§ **Task brief**
In the records that follow, find each line containing "json" and copy it.

Excerpts from a dataset:
☆ ☆ ☆
Issue #5841, opened 2023-07-17
Implement flake8-import-restrictions


justinchuby:
When following the Google style guide and to avoid cyclic imports, we would really like to see the rule from https://github.com/atollk/flake8-import-restrictions#imr241

(import modules only and not the functions and classes from the modules)

> IMR241
> When using the from syntax, only submodules are imported, not module elements.

```
# Bad
from os.path import join

# Good
from os import path
```

justinchuby:
So it’s a duplicate of https://github.com/astral-sh/ruff/issues/3045, but I found flake8-import-restrictions which has a good collection of related rules.

edgarrmondragon:
It's not exactly equivalent, but the [`banned-from`](https://beta.ruff.rs/docs/settings/#flake8-import-conventions-banned-from) setting can get a similar violation with this config:

```toml
# ruff.toml
[flake8-import-conventions]
banned-from = ["os.path"]
```

```console
$ ruff check --select ICN myfile.py
myfile.py:2:1: ICN003 Members of `os.path` should not be imported explicitly
Found 1 error.
```

justinchuby:
True but it is impossible to configure the list for all possible packages. It would be good to recognize an imported entity is not a module and error on that.

charliermarsh:
We would need to integrate our Python module resolver to support this (doable).

QuentinSoubeyranAqemia:
I would also be interested in a rule to disallow importing members, and only allow importing module (or packages, but they are module too technically speaking), per the Google Code Style.
Having a config option for exceptions (like the `typing`, `typing_extensions` and `collections.abc` defined in the google style guide) would be most useful too.

I'm curious what is this "Python module resolver"? Is this an upcoming feature? Some internal that would need to be exposed to rules? Something devs are thinking of doing?

segoon:
Hello,

I might miss something, but AFACS the technique used in https://github.com/atollk/flake8-import-restrictions/blob/master/flake8_import_restrictions/imports_submodule.py#L35 is vulnerable to arbitrary code execution due to the loading of python module from the working directory. I'd not run such a check on my system account with a random foreign code.

[...]

Issue #3045, opened 2023-02-20
Rule to enforce import module only


justinchuby:
The google style guide recommends importing modules only. https://google.github.io/styleguide/pyguide.html#22-imports. It would be great if there’s a rule to enforce that.

Avasam:
If I understand correctly, you'd want https://docs.astral.sh/ruff/rules/banned-import-from/ but for all imports ? (which could be done if globbing is supported, see https://github.com/astral-sh/ruff/issues/2660 )

justinchuby:
Not exactly. From import should still be allowed if the imported name is a module. 

E.g.

from torch import n

should be allowed because nn is a module.

qthequartermasterman:
https://github.com/Enforcer/pylint_google_style_guide_imports_enforcing exists as a reference implementation. It is a pylint plugin.

revmischa:
I opened a PR to enforce the google style guide rules #21118

qthequartermasterman:
It's tragic the PR was closed. The [pylint plugin](https://github.com/Enforcer/pylint_google_style_guide_imports_enforcing) enforcing this feature is the only things keeping us on pylint still.

serjflint:
@ntBre Hello! Is it possible to contribute this feature as on opt-in option to isort section of the formatter instead of a separate rule for the linter?

ntBre:
Hi @serjflint! Thanks for checking! But this doesn't seem like it has much overlap with isort to me. This is about linting against particular types of imports, not about grouping or sorting them in a certain way, unless I'm misunderstanding something.

serjflint:
> Hi @serjflint! Thanks for checking! But this doesn't seem like it has much overlap with isort to me. This is about linting against particular types of imports, not about grouping or sorting them in a certain way, unless I'm misunderstanding something.

I meant forcing imports to import only modules. But knowing which is a module or an object inside a module is a bit outside of scope of the formatter.

paveldikov:
Is it possible to reconsider the closure of the previous PR? It seemed like a very simple implementation, and it being gated behind preview made sense.

Lots of enterprise 'Python house styles' (not just Google's!) recommend/mandate module imports (reduction of naming tautologies and namespace pollution being some of the key benefits).

At least in my world, currently we have to police this by hand -- or hope that AI assistants/reviewers will respect the rule. Obviously that is rather futile. I'd much rather rely on the linter instead! :-)

PR #21118, opened 2025-10-29
[`ruff`] Implement `direct-member-import` (RUF066)

revmischa:
## Summary

Implements **RUF066** (`direct-member-import`) to enforce importing modules instead of specific members, following [section 2.2 of the Google Python Style Guide](https://google.github.io/styleguide/pyguide.html#22-imports).

This rule helps make code origins more explicit by flagging `from module import member` patterns and encouraging `import module` instead.

## Rule Behavior

**Flags:**
```python
from os import path  # RUF066
from pathlib import Path  # RUF066
from collections import defaultdict  # RUF066
from json import loads, dumps  # RUF066 (reports twice)
```

**Exemptions** (per Google Style Guide 2.2.4.1):
- `typing` and `typing_extensions` modules - type hints are commonly imported directly
- `collections.abc` module - abstract base classes  
- `six.moves` module - Python 2/3 compatibility
- Relative imports (e.g., `from . import foo`)
- Wildcard imports (e.g., `from module import *`)

**Example violations:**
```python
# Bad - violates RUF066
from os import path
result = path.join("a", "b")

# Good - passes RUF066  
import os
result = os.path.join("a", "b")
```

## Implementation Details

- **Rule location:** `crates/ruff_linter/src/rules/ruff/rules/direct_member_import.rs`
- **Rule code:** RUF066
- **Preview mode:** `preview_since = "0.15.0"`
- **Integration:** Checks `StmtImportFrom` nodes in AST analysis
- **Test fixture:** `crates/ruff_linter/resources/test/fixtures/ruff/RUF066.py`

## Test Plan

- ✅ Compiles successfully with `cargo build`
- ✅ Added comprehensive test fixture covering violations and exemptions
- 🔲 Snapshot tests (require `cargo insta test --accept`)
- 🔲 Full validation suite (clippy, schema update, pre-commit)

## References

- Google Python Style Guide: https://google.github.io/styleguide/pyguide.html#22-imports
- Exemptions follow section 2.2.4.1 exactly


ntBre:
Thanks for working on this! I believe this is related to issues https://github.com/astral-sh/ruff/issues/5841 and https://github.com/astral-sh/ruff/issues/3045, although one of the examples in the summary here is more restrictive than those in the issues.

However, these are both marked as `needs-decision` and we aren't prioritizing adding new rules at the moment, so I don't think we can move this forward currently.

crates/ruff_linter/resources/test/fixtures/ruff/RUF066.py
```diff
@@ -0,0 +1,26 @@
+# Test cases for RUF066 - DirectMemberImport
+
+# Should trigger violations
+from os import path  # RUF066
+from pathlib import Path  # RUF066
+from collections import defaultdict  # RUF066
+from json import loads, dumps  # RUF066 (twice)
+
+# Should NOT trigger - typing imports are exempt (per Google Style Guide 2.2.4.1)
```
justinchuby, line 9: Looks like `__future__` needs to be included

revmischa: I don't mind to continue working on this if it's something that could get accepted one day but the PR is closed for now

justinchuby: Yeah a bit disappointing to see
☆ ☆ ☆
§ **Reply to the task**
from json import loads, dumps  # RUF066 (reports twice)
+from json import loads, dumps  # RUF066 (twice)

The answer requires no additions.